_DATA SUPPLIED:_
PR #232, opened 2024-11-04
Room list search bar

tyreseluo:
Fixes: https://github.com/project-robius/robrix/issues/123


src/home/rooms_sidebar.rs
```diff
@@ -113,6 +116,11 @@ live_design! {
                 text_style: <TITLE_TEXT>{}
             }
         }
+        <SearchBar> {
+            input = {
+                empty_message: "Search by room name"
```
kevinaboos, line 121: There are multiple criteria we can search for, right? not only the room name?
```suggestion
                empty_message: "Search for rooms..."
```

src/home/rooms_sidebar.rs
```diff
@@ -167,6 +175,25 @@ live_design! {
     }
 }
 
+#[derive(Debug, Clone, PartialEq, Eq)]
+pub enum RoomsSideBarFilter {
```
kevinaboos, line 179: I think you're conflating filter kinds with room categories.... these are two separate things. 

The filter categories would be things like:
* search by room name
* search by room ID
* search by room member (user name and/or user ID)
* search by anything (any keywords match)
* etc

You _could_ also have additional filter kinds for  "is_direct" or "is_room" (not direct), but those wouldn't be expressible as enum variants because you'd only be able to select one. They would have to be bitflags/bitsets such that you could select multiple filter criteria at once. Or, alternatively, you could add a series of booleans to a "filter type" struct. The design is up to you, but try to think deeply about the possible valid combinations of filter kinds and search terms.

The buttons for

kevinaboos (changes requested):
The code structure itself looks good. I'd recommend that you think deeply about what kind of filter criteria we would want to accept (I left some suggestions), and also what kind of sorting criteria the user might care about, for example, by recency, alphabetical by name, etc. Then you need to consider how you could jointly consider different filter criteria _and_ various sorting preferences.

src/home/rooms_list.rs
```diff
@@ -231,6 +231,25 @@ impl RoomsList {
...
+
+        if keywords.is_empty() {
+            self.display_filter = RoomDisplayFilter::default();
+            self.displayed_rooms = self.all_rooms.keys().cloned().collect();
+            return;
+        }
+
+        self.display_filter = RoomDisplayFilter(Box::new(move |room| {
+            let room_name = room.room_name.as_ref().map(|n| n.to_lowercase());
+            room_name.as_ref().map_or(false, |n| n.contains(&keywords))
```
kevinaboos, line 245: this is okay for now as a rudimentary search, but in the future we'd want to fuzzy match the room name, room ID, room members, etc against one or more of the keywords (rather than just a straight-up "contains keywords" conditional)

src/home/rooms_sidebar.rs
kevinaboos: Other possible filter dimensions include whether a room is marked as a favorite, whether a user has left a room, joined a room, or is just invited to a room, etc.

The list of built-in filter functions are here; perhaps you could just re-use most of them. But note that we do _not_ want to use them with the `RoomListDynamicEntriesController` because that modifies the actual room_list_service's list of rooms, which I don't want to deal with.

https://matrix-org.github.io/matrix-rust-sdk/matrix_sdk_ui/room_list_service/filters/index.html#functions

tyreseluo: yep. I got it. So i will do that and then change this issue's label. Thanks

kevinaboos:
is this actually blocked on Makepad? if so, what feature of Makepad is missing?  I can't think of anything in Makepad that is preventing us from implementing a basic search bar.

tyreseluo:
oh, ok,i guess I'm lagging. i will do again.

kevinaboos:
no worries, I didn't mean to imply that you were lagging. I was just curious if we actually needed more features from Makepad or not.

_WORK TO COMPLETE:_ Copy every line from the material in which the word "about" can be found.

_RESPONSE:_
You _could_ also have additional filter kinds for  "is_direct" or "is_room" (not direct), but those wouldn't be expressible as enum variants because you'd only be able to select one. They would have to be bitflags/bitsets such that you could select multiple filter criteria at once. Or, alternatively, you could add a series of booleans to a "filter type" struct. The design is up to you, but try to think deeply about the possible valid combinations of filter kinds and search terms.
The code structure itself looks good. I'd recommend that you think deeply about what kind of filter criteria we would want to accept (I left some suggestions), and also what kind of sorting criteria the user might care about, for example, by recency, alphabetical by name, etc. Then you need to consider how you could jointly consider different filter criteria _and_ various sorting preferences.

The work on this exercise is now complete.